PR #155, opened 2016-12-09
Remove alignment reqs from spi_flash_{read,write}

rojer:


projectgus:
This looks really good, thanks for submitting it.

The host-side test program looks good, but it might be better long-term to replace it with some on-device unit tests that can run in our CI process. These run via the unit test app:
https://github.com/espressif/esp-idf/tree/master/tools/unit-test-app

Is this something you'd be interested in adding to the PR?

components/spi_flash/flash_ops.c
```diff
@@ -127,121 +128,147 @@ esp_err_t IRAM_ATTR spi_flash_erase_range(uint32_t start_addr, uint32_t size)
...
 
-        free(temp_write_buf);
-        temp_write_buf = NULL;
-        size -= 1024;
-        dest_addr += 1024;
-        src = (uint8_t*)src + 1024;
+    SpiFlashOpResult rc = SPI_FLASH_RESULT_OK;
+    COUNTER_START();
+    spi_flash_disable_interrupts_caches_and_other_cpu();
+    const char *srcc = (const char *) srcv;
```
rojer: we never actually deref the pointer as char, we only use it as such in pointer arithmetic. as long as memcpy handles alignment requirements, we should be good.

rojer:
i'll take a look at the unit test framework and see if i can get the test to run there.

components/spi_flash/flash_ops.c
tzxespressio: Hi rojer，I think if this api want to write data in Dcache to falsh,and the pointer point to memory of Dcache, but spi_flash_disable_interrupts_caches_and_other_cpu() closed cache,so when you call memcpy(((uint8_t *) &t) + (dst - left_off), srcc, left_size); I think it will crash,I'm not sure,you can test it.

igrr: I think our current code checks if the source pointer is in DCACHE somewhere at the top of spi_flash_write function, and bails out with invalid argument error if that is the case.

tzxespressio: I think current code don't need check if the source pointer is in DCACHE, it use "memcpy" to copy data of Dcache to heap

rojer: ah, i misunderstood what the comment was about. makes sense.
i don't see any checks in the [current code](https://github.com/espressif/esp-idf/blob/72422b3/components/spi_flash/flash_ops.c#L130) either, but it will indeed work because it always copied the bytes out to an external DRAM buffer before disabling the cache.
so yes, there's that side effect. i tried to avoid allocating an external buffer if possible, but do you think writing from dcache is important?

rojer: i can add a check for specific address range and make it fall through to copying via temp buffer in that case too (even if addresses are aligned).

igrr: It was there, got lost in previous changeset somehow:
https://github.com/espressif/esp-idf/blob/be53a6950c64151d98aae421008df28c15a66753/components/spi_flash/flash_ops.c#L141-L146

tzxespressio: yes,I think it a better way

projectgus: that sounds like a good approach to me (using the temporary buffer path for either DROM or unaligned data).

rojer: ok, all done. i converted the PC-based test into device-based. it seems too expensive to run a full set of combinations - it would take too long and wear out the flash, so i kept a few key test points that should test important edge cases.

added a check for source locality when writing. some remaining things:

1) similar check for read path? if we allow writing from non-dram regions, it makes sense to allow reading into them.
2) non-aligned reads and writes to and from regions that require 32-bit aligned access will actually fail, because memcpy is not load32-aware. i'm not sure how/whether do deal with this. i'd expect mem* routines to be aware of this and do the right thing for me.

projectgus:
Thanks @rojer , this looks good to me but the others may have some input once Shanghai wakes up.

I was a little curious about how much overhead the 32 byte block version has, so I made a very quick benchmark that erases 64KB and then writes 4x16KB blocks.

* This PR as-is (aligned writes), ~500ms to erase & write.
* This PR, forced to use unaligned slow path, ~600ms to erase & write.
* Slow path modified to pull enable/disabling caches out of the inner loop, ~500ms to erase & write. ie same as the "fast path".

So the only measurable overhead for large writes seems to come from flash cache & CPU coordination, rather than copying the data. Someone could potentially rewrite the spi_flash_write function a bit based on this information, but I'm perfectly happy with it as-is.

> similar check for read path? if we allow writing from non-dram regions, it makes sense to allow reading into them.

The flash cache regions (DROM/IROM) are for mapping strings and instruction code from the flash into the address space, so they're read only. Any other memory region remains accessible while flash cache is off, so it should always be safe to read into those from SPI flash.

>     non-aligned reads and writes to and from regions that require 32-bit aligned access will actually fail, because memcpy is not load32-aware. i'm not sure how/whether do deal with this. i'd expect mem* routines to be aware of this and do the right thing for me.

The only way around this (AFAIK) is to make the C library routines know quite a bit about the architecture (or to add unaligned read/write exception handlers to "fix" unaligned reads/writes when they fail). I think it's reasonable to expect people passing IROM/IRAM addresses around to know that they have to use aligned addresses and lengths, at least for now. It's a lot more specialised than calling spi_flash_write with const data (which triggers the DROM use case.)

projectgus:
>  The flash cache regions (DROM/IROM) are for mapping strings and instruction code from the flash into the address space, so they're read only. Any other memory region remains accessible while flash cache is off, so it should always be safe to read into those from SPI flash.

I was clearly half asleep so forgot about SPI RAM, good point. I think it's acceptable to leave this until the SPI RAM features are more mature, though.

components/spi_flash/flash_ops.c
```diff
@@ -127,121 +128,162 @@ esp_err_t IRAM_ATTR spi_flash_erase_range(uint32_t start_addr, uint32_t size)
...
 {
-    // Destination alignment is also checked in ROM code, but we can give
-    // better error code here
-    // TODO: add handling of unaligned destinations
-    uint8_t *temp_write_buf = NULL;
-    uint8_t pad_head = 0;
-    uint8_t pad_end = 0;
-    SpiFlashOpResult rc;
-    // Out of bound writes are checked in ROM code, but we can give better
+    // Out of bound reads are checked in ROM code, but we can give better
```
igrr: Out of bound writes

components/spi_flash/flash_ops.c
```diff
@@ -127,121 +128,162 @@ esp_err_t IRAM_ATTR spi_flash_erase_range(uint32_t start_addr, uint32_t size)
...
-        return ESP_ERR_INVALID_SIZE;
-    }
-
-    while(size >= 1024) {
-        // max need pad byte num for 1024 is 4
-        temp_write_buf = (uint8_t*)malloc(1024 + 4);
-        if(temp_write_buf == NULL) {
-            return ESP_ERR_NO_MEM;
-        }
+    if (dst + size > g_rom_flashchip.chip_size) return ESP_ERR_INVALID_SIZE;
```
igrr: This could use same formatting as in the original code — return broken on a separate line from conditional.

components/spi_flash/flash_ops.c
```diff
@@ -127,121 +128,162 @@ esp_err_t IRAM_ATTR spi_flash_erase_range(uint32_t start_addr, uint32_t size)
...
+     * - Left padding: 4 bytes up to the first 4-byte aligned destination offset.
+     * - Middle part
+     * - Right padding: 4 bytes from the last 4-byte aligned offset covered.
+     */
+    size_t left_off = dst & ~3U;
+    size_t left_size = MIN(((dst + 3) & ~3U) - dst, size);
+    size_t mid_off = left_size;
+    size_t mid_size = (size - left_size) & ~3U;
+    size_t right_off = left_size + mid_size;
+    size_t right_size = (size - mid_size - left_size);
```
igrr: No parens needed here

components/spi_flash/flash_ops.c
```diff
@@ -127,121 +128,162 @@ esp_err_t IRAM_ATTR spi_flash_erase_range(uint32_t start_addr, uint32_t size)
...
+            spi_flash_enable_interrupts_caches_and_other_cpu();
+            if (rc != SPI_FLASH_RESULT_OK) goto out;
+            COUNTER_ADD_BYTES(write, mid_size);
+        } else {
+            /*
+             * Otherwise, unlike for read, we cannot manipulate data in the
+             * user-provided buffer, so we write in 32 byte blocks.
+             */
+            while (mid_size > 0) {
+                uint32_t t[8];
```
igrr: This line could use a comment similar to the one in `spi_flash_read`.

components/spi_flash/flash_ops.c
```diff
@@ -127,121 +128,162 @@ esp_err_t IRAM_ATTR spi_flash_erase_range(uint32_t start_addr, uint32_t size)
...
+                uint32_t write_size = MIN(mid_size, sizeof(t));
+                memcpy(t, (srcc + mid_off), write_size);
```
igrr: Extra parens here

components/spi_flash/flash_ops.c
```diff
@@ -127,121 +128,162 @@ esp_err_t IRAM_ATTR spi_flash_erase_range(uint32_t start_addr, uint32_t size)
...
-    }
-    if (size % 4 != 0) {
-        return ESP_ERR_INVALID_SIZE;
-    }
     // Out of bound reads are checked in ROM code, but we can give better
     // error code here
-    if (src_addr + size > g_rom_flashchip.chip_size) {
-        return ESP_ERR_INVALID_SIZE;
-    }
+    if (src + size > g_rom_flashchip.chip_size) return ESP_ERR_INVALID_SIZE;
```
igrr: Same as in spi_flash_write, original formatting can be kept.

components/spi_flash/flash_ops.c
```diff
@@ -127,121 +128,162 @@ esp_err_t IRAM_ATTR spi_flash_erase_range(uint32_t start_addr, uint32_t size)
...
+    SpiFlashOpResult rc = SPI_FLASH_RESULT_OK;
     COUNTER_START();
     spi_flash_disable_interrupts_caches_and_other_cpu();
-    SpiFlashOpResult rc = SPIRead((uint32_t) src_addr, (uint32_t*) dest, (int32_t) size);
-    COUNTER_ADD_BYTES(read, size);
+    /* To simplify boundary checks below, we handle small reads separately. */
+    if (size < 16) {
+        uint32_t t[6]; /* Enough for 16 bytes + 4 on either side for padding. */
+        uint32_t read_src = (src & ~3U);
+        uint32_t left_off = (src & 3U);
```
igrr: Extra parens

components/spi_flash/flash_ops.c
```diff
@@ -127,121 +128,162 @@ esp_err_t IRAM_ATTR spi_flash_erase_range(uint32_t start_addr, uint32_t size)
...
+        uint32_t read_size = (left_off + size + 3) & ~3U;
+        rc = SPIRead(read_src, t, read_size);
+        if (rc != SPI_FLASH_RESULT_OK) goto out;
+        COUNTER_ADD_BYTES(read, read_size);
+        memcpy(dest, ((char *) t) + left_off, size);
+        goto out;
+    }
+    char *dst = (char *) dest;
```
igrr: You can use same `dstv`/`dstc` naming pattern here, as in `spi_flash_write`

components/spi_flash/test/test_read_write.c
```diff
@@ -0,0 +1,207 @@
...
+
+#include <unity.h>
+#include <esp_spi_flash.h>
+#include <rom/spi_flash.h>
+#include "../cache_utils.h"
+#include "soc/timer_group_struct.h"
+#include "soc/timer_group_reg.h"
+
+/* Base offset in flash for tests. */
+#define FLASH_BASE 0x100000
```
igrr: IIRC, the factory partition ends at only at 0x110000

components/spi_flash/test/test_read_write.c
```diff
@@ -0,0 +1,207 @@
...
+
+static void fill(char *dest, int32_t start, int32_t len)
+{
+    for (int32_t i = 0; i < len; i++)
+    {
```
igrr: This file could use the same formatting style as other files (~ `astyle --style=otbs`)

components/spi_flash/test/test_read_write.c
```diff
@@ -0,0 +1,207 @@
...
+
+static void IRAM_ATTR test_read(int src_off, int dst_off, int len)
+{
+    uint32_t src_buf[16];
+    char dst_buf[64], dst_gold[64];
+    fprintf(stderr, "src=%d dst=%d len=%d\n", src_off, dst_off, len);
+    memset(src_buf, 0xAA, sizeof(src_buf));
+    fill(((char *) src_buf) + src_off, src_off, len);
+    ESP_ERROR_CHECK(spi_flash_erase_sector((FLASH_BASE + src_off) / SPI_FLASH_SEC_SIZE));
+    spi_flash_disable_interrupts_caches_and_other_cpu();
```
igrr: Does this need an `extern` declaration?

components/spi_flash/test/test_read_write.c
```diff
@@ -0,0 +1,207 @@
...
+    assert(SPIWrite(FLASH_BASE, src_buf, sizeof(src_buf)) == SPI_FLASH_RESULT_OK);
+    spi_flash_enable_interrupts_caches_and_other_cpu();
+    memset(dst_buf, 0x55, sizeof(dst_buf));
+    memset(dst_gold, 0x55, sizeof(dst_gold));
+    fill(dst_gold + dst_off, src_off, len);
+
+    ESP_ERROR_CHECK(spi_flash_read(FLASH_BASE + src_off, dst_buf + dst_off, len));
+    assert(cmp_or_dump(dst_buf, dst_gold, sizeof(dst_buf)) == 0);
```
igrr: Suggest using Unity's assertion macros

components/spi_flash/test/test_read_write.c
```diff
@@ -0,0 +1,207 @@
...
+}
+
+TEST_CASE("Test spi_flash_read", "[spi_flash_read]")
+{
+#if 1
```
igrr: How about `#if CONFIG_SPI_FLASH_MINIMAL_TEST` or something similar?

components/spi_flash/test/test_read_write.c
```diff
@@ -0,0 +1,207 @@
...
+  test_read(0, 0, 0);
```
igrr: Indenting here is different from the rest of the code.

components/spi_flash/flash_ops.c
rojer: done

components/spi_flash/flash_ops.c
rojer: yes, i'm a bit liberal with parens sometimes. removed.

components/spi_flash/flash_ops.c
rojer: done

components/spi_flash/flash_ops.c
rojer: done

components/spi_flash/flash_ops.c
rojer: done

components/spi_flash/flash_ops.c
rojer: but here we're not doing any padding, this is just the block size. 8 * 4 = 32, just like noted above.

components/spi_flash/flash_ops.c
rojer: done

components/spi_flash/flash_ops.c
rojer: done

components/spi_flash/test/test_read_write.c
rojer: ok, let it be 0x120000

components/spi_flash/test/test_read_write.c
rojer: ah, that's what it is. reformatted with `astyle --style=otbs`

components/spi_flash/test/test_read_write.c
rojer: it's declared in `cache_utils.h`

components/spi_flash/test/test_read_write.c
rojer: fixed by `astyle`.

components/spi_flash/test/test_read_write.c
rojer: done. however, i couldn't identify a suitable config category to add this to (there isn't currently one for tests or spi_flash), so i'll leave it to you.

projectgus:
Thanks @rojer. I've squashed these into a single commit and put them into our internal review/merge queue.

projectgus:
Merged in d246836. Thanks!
══════════
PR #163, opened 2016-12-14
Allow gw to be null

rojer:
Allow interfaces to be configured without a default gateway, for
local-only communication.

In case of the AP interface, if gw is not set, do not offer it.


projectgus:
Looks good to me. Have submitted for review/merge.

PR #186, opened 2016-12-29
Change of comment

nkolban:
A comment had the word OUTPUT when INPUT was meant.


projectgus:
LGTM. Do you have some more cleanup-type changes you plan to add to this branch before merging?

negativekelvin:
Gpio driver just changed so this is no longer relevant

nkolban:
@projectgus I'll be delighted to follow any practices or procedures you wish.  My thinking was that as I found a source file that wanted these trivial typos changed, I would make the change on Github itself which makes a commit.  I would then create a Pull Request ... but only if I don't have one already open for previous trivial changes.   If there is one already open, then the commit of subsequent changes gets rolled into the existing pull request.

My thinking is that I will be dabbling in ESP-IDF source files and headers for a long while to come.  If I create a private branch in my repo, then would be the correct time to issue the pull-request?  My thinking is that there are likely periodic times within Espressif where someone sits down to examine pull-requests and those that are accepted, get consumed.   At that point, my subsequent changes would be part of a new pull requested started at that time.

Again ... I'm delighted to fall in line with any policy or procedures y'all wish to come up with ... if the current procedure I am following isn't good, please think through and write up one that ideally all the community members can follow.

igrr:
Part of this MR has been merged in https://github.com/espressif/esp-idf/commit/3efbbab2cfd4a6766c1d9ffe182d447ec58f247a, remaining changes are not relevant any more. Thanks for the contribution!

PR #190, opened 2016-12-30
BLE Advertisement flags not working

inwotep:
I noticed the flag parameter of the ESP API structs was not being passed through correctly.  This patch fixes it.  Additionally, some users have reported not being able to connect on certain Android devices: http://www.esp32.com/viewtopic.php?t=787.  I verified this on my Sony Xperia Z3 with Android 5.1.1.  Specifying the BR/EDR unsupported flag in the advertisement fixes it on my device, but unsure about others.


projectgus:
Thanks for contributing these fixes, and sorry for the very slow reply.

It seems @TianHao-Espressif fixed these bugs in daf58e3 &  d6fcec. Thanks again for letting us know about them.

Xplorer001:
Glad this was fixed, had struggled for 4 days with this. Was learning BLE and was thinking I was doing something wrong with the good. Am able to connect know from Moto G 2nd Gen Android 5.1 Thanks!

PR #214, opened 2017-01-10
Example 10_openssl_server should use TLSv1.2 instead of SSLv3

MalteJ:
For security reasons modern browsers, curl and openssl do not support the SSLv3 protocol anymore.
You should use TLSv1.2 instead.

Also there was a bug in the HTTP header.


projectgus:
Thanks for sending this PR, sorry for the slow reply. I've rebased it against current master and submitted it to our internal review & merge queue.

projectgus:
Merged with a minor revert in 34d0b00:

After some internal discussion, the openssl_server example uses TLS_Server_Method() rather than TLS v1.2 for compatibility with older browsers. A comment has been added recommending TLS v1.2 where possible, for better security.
══════════
Requirement. Look through the data above for the word "copying". Report each line where it occurs.

Written answer.
rojer: i can add a check for specific address range and make it fall through to copying via temp buffer in that case too (even if addresses are aligned).
So the only measurable overhead for large writes seems to come from flash cache & CPU coordination, rather than copying the data. Someone could potentially rewrite the spi_flash_write function a bit based on this information, but I'm perfectly happy with it as-is.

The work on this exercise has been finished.